This whole week is going to be dedicated to getting BaWaaJige to heel off leash every place. We are starting tomorrow in Walker. I hope it isnt as cold as today was at training. it was -4 but the wind was like -15 or so. Walker is right on the lake so it is even colder. 

Everyone at training today said they thought Jige could pass the upland test if he will walk off leash. He does everything else perfectly. ( I hope to have pictures by the end of the week).


----------



## K9-Design (Jan 18, 2009)

I think you guys (Hotel and Sail) are using the term CAST REFUSAL incorrectly.
Although it's a bit of a misnomer a "Cast refusal" is when a dog is given a cast, and begins to move, but in the wrong direction. He is refusing your correct cast. So if you cast back and he goes over that's a cast refusal. 
Refusing to move when given a cast is something different and really doesn't have a good name that everyone uses, but freezing is a good one. 
So with that in mind, cast refusals ARE commonly treated with indirect pressure via sit-nick-sit (or attrition). Using a sit-nick-sit on a dog who is freezing on a cast in my opinion doesn't work very well. The dog tries HARDER to SIT and thus, moves less! 
So having said all that, Lise do you mean she is freezing when you are giving casts or is she giving you lots of cast refusals (taking bad casts)?


----------



## K9-Design (Jan 18, 2009)

Today was our club trial -- an okay day! Highs and lows for us.
Started out with Fisher in the "open" and frankly it sucked. It was a big double, retired memory bird and flyer for the go-bird. Pick up flyer, run a blind deep of and through the flyer AOF, then pick up memory bird. It was like Fisher looked out there and said "Crap you're not really going to make me run that far are you?" He jogged out there, got his flyer, came back, took a great line for the blind and COMPLETELY broke down in the flyer AOF, I had to call him in. I moved way up and sent him again to the blind which he did without any fanfare. OF course by then he completely forgot the memory bird, we just had the guy re-throw it. Fisher was like ugg, spare me.

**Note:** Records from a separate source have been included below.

PR #240, opened 2019-08-09
fix(serialization): add aws object mapper, change startTime format

emjburns:
This PR does several things.

- Add awsObjectMapper so that we read aws objets more like clouddriver in the case of edda or vanilla aws.
- Adds logs.
- Updates `AmazonSnapshot` to handle either a date or time as `startTime`.
- Deletes the outdated `aws-edda` package. There was nothing there.
- Makes sure we cache instances in regions that are `deprecated` in clouddriver. This status doesn't have a meaning other than UI guidance and we should still look at those instances.


swabbie-aws/src/main/kotlin/com/netflix/spinnaker/swabbie/aws/snapshots/AmazonSnapshot.kt
```diff
@@ -41,13 +43,29 @@ data class AmazonSnapshot(
...
   override val name: String = snapshotId,
-  private val creationDate: String? = Dates.toCreationDate(startTime)
+  creationDate: String? = getCreationDate(startTime)
 ) : AmazonResource(creationDate) {
-  override fun equals(other: Any?): Boolean {
-    return super.equals(other)
-  }
+  val startTime: Long = convertStartTime(startTime)
+
+  /**
```
emjburns: This is the big fix of this PR.

swabbie-aws/src/main/kotlin/com/netflix/spinnaker/config/AwsConfiguration.kt
```diff
@@ -44,6 +47,12 @@ import java.time.Clock
 open class AwsConfiguration {
   private val defaultRegion = "us-west-2" // TODO: (Jeyrs) Make configurable
 
+  // AWS object mapper ensures edda and vanilla aws responses are the same
+  @Bean
+  @Qualifier("amazonObjectMapper")
```
robzienert: You don't need `@Qualifier`, as the name of the factory method is the same value.

swabbie-aws/src/main/kotlin/com/netflix/spinnaker/swabbie/aws/caches/ImagesUsedByInstancesProvider.kt
```diff
@@ -37,7 +37,9 @@ class ImagesUsedByInstancesProvider(
     accountProvider.getAccounts()
       .filter { it.cloudProvider == "aws" && !it.regions.isNullOrEmpty() }
       .forEach { account ->
-        account.regions!!.filterNot { it.deprecated }.forEach { region ->
+        account.regions!!.forEach { region ->
+          // we need to read all the instances in every region, no matter if it's depricated or not,
```
robzienert:
```suggestion
          // we need to read all the instances in every region, no matter if it's deprecated or not,
```

swabbie-aws/src/main/kotlin/com/netflix/spinnaker/swabbie/aws/instances/AmazonInstance.kt
```diff
@@ -20,21 +20,22 @@ import com.fasterxml.jackson.annotation.JsonTypeName
...
   val imageId: String,
   val tags: List<Map<String, String>>,
-  private val launchTime: Date,
+  private val launchTime: Long,
   override val resourceId: String = instanceId,
   override val resourceType: String = INSTANCE,
   override val cloudProvider: String = AWS,
   override val name: String = instanceId,
-  private val creationDate: String? = LocalDateTime.ofInstant(launchTime.toInstant(), ZoneId.systemDefault()).toString()
+  private val creationDate: String? =
```
robzienert: Does this need to be `private val` since it's just being passed to the super constructor?

swabbie-aws/src/main/kotlin/com/netflix/spinnaker/swabbie/aws/snapshots/AmazonSnapshot.kt
```diff
@@ -41,13 +43,29 @@ data class AmazonSnapshot(
...
+   * Amazon returns [startTime] as a String (date), whereas edda returns it as a Long.
+   * This allows either of those formats to be accepted and used successfully.
+   */
+  companion object {
+    private fun convertStartTime(value: Any): Long {
+      return when (value) {
+        is String -> Dates.toLocalDateTime(value).toInstant(ZoneId.systemDefault().rules.getOffset(Instant.now())).toEpochMilli()
```
robzienert: Let's line-wrappy this.

swabbie-aws/src/main/kotlin/com/netflix/spinnaker/swabbie/aws/instances/AmazonInstance.kt
emjburns: You can't do passthrough values with data classes apparently

PR #241, opened 2019-08-12
Clean state repository

emjburns:
We use the resource state repository to track when resources are opted out/marked/notified/deleted. Right now we never remove any resources from it. We've deleted a lot of things, and it would be nice to remove them so that we don't have to deal with weird old data.

This PR adds a cleaning function that runs every 5 minutes to remove deleted resources from the resource state repository.


swabbie-redis/src/main/kotlin/com/netflix/spinnaker/swabbie/redis/RedisResourceStateRepository.kt
```diff
@@ -112,6 +119,17 @@ class RedisResourceStateRepository(
     }
   }
 
+  override fun remove(resourceId: String, namespace: String) {
+    "$namespace:$resourceId".let { id ->
+      statesKey(id).let { key ->
```
robzienert: Doesn't look like `key` is used anywhere here? Are we supposed to be using `key` in the redis commands instead?

emjburns: good call, we are not. removing.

So we hastily retreat to the car and drive over the "qual." Which really was just a big open master setup with white coats. Triple with long punch bird retired, flyer as the go bird, then a double blind outside the marks. 

I ran Slater first, you had the option of the memory bird retiring or not. Being that he's done about 5 triples in his whole life I had him stay out. Well Slater did awesome. Just ran right to the falls and hunted them up. He also did lovely on the blinds which was great! I felt really good about that.
Then later on, Fisher's turn, it was like he did a sigh of relief that this was much more do-able. He pretty much did the triple with his eyes closed (even crept a little on the flyer -- go Fishie) and one-whistled both blinds. All in a day's work. I didn't go back for the water marks in the Open, enough was enough.
Well 
I only ran Slater in the water, they had a triple but I had them just throw two marks as a double. We are having some really weird stuff with water. UGG I will say that Slater does understand clearly he must leave and get in the water. However his confidence is low at this point. Because of that I haven't done any decheating with him. This sucks. The go-bird was straight across the water probably 100 yards, when I sent him he sorta crept out a few feet and did a head-fake toward the water, never did turn around, pop, come back, whatever, but a few stutter-steps, then cheated around a good portion of the pond, swam through the narrow channel at the end, got out ran around and got his bird. Memory bird was basically on that same line across the channel so no swimming there either. The only good news was he did the water blind really well. My goal the next two weeks are to do the most successful water singles ever and just get his attitude up. 
So anyways, there you have it!


----------



## GoldenSail (Dec 30, 2008)

She's done both and yes I was using the term incorrectly--froze two times before I went to the pro this past Monday. One time was my fault (I sat her almost immediately after taking a wrong cast--so I think she wanted to quit trying). Not sure about the second. It wasn't until Monday when we ran three blinds and got to the last blind and had some freezing and cast refusal (bad casts--going where she wanted to go).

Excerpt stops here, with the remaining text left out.